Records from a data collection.
..........

PR #3825, opened 2026-09-09
fix(playground): render initialization errors as text

jrusso1020:
Playground initialization errors were interpolated into `innerHTML`, allowing error text containing markup to create active DOM elements. Build the same styled `<pre>` with `textContent` and replace the body with that element, preserving the error text, color, and padding.

Targets code-scanning alert #618. The regression exercises the real initialization failure handler with an HTML-bearing error and verifies literal text, no injected image, and the existing presentation. It fails the previous implementation.

Validation: five playground tests, playground typecheck, full workspace build, Fallow, and signed commit hooks pass.

### DIFF
--- a/packages/sdk-playground/src/main.error.test.ts
+++ b/packages/sdk-playground/src/main.error.test.ts
@@ -1,0 +1,34 @@
+// @vitest-environment jsdom
+import pageHtml from "../index.html?raw";
+import { expect, it, vi } from "vitest";
+
+vi.mock("@hyperframes/sdk", () => ({ openComposition: vi.fn() }));
+vi.mock("@hyperframes/core/gsap-parser-acorn", () => ({ parseGsapScriptAcorn: vi.fn() }));
+vi.mock("gsap/dist/gsap.min.js?raw", () => ({ default: "" }));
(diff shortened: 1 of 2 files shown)


miguel-heygen (approved):
Reviewed exact head `ee4703067dbc725745ac329fbc320c14bf8c0c5e` against merge base `8d80530ff4507a87a8689aa3f48e6062859540d2`.

The real initialization chain can surface SDK/parser/file-adapter exception text at the terminal `init().catch`; constructing a `<pre>`, assigning `textContent`, and replacing the body closes the HTML interpretation boundary while preserving the existing one-element error view and styling. The regression imports the actual entry module with only the failing adapter boundary mocked, and correctly asserts the attacker-shaped error remains literal text with no `` node.

Independent checks: 5/5 playground tests, package typecheck, production build, and Chrome 148 with `/api/composition` aborted (exactly one styled `<pre>`, literal `TypeError: Failed to fetch`). All applicable native checks are green, the PR-ref CodeQL open set is empty, and there are no unresolved threads/comments. I also verified main CodeQL 34417717468 fixed all nine prerequisite #3822 alerts.

No blocking findings.

PR #447, opened 2026-04-23
ci(windows-ffmpeg): pin BtbN release to specific autobuild tag

vanceingalls:
## What

Pin the BtbN/FFmpeg-Builds Windows download to a specific `autobuild-2026-04-23-13-16` release tag instead of the rolling `latest` nightly.

## Why

Follow-up to #436. The `release-url` input description claimed "pinned by default" but the actual default pointed at `releases/latest/download/…` — a nightly rolling build. A new upstream build could silently change encoder behavior or ABI between CI runs. The feature-inventory check catches codec removals but not within-codec behavioral shifts across nightlies.

## How

Replaced the `latest` URL with a specific dated autobuild tag + its git-hash-stamped asset filename. Updated the input description to note that both the tag and filename must be bumped together when upgrading (the asset filename embeds the git hash).

## Test plan

- [x] Verified pinned URL resolves (302 → 200) via `curl -sI -L`
- [x] Confirmed feature-inventory step uses `ffmpeg -encoders`/`-decoders` output, not the asset filename — no assumptions broken by the rename
- [ ] **Note:** Windows install/render/test jobs were skipped on this PR (YAML-only change didn't trigger Windows paths). The pinned download will be exercised by the next Windows-touching PR.

PR #3827, opened 2026-09-10
fix(producer): pass stub formatter path as an argument

jrusso1020:
A checkout path containing shell metacharacters could execute commands when the producer formats its generated early stub (CodeQL #447). Invoke `bun x oxfmt` with an argument array so the full output path stays data. `bunx` is the documented alias for `bun x`: https://bun.sh/docs/pm/bunx.

Generated stub contents, formatter selection, and the existing nonfatal formatter-failure behavior are preserved.

Validation:
- Executed the actual build script in a temporary checkout path containing spaces, semicolons, and a shell comment. The original code executed a controlled marker command; the fix passed the entire path as one argument and did not execute it.
- Compared generated bytes across baseline, fixed, and failing-formatter runs: identical. Formatter failure still exits successfully.
- Normal generator invocation, changed-file oxlint/oxfmt, and full workspace build pass.

Native CI and independent review are required before merge.

### DIFF
--- a/packages/producer/scripts/build-hf-early-stub.ts
+++ b/packages/producer/scripts/build-hf-early-stub.ts
@@ -14,7 +14,7 @@ import { mkdirSync, writeFileSync } from "node:fs";
 import { dirname, resolve } from "node:path";
 import { fileURLToPath } from "node:url";
 import { buildSync } from "esbuild";
-import { execSync } from "node:child_process";
+import { execFileSync } from "node:child_process";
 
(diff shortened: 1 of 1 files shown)


jrusso1020:
Superseded by merged PR #3834 (db51d5479): the producer now calls formatGeneratedSource, which invokes bun x oxfmt through execFileSync with an argument array. The vulnerable shell interpolation is gone. Code-scanning alert #447 is independently verified fixed on main at 2026-09-10T03:20:05Z. Closing this redundant PR without merging; preserving the branch/worktree.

..........

Each line shown above must be repeated exactly.

PR #3825, opened 2026-09-09
fix(playground): render initialization errors as text

jrusso1020:
Playground initialization errors were interpolated into `innerHTML`, allowing error text containing markup to create active DOM elements. Build the same styled `<pre>` with `textContent` and replace the body with that element, preserving the error text, color, and padding.

Targets code-scanning alert #618. The regression exercises the real initialization failure handler with an HTML-bearing error and verifies literal text, no injected image, and the existing presentation. It fails the previous implementation.

Validation: five playground tests, playground typecheck, full workspace build, Fallow, and signed commit hooks pass.

### DIFF
--- a/packages/sdk-playground/src/main.error.test.ts
+++ b/packages/sdk-playground/src/main.error.test.ts
@@ -1,0 +1,34 @@
+// @vitest-environment jsdom
+import pageHtml from "../index.html?raw";
+import { expect, it, vi } from "vitest";
+
+vi.mock("@hyperframes/sdk", () => ({ openComposition: vi.fn() }));
+vi.mock("@hyperframes/core/gsap-parser-acorn", () => ({ parseGsapScriptAcorn: vi.fn() }));
+vi.mock("gsap/dist/gsap.min.js?raw", () => ({ default: "" }));
(diff shortened: 1 of 2 files shown)


miguel-heygen (approved):
Reviewed exact head `ee4703067dbc725745ac329fbc320c14bf8c0c5e` against merge base `8d80530ff4507a87a8689aa3f48e6062859540d2`.

The real initialization chain can surface SDK/parser/file-adapter exception text at the terminal `init().catch`; constructing a `<pre>`, assigning `textContent`, and replacing the body closes the HTML interpretation boundary while preserving the existing one-element error view and styling. The regression imports the actual entry module with only the failing adapter boundary mocked, and correctly asserts the attacker-shaped error remains literal text with no `` node.

Independent checks: 5/5 playground tests, package typecheck, production build, and Chrome 148 with `/api/composition` aborted (exactly one styled `<pre>`, literal `TypeError: Failed to fetch`). All applicable native checks are green, the PR-ref CodeQL open set is empty, and there are no unresolved threads/comments. I also verified main CodeQL 34417717468 fixed all nine prerequisite #3822 alerts.

No blocking findings.

PR #447, opened 2026-04-23
ci(windows-ffmpeg): pin BtbN release to specific autobuild tag

vanceingalls:
## What

Pin the BtbN/FFmpeg-Builds Windows download to a specific `autobuild-2026-04-23-13-16` release tag instead of the rolling `latest` nightly.

## Why

Follow-up to #436. The `release-url` input description claimed "pinned by default" but the actual default pointed at `releases/latest/download/…` — a nightly rolling build. A new upstream build could silently change encoder behavior or ABI between CI runs. The feature-inventory check catches codec removals but not within-codec behavioral shifts across nightlies.

## How

Replaced the `latest` URL with a specific dated autobuild tag + its git-hash-stamped asset filename. Updated the input description to note that both the tag and filename must be bumped together when upgrading (the asset filename embeds the git hash).

## Test plan

- [x] Verified pinned URL resolves (302 → 200) via `curl -sI -L`
- [x] Confirmed feature-inventory step uses `ffmpeg -encoders`/`-decoders` output, not the asset filename — no assumptions broken by the rename
- [ ] **Note:** Windows install/render/test jobs were skipped on this PR (YAML-only change didn't trigger Windows paths). The pinned download will be exercised by the next Windows-touching PR.

PR #3827, opened 2026-09-10
fix(producer): pass stub formatter path as an argument

jrusso1020:
A checkout path containing shell metacharacters could execute commands when the producer formats its generated early stub (CodeQL #447). Invoke `bun x oxfmt` with an argument array so the full output path stays data. `bunx` is the documented alias for `bun x`: https://bun.sh/docs/pm/bunx.

Generated stub contents, formatter selection, and the existing nonfatal formatter-failure behavior are preserved.

Validation:
- Executed the actual build script in a temporary checkout path containing spaces, semicolons, and a shell comment. The original code executed a controlled marker command; the fix passed the entire path as one argument and did not execute it.
- Compared generated bytes across baseline, fixed, and failing-formatter runs: identical. Formatter failure still exits successfully.
- Normal generator invocation, changed-file oxlint/oxfmt, and full workspace build pass.

Native CI and independent review are required before merge.

### DIFF
--- a/packages/producer/scripts/build-hf-early-stub.ts
+++ b/packages/producer/scripts/build-hf-early-stub.ts
@@ -14,7 +14,7 @@ import { mkdirSync, writeFileSync } from "node:fs";
 import { dirname, resolve } from "node:path";
 import { fileURLToPath } from "node:url";
 import { buildSync } from "esbuild";
-import { execSync } from "node:child_process";
+import { execFileSync } from "node:child_process";
 
(diff shortened: 1 of 1 files shown)


jrusso1020:
Superseded by merged PR #3834 (db51d5479): the producer now calls formatGeneratedSource, which invokes bun x oxfmt through execFileSync with an argument array. The vulnerable shell interpolation is gone. Code-scanning alert #447 is independently verified fixed on main at 2026-09-10T03:20:05Z. Closing this redundant PR without merging; preserving the branch/worktree.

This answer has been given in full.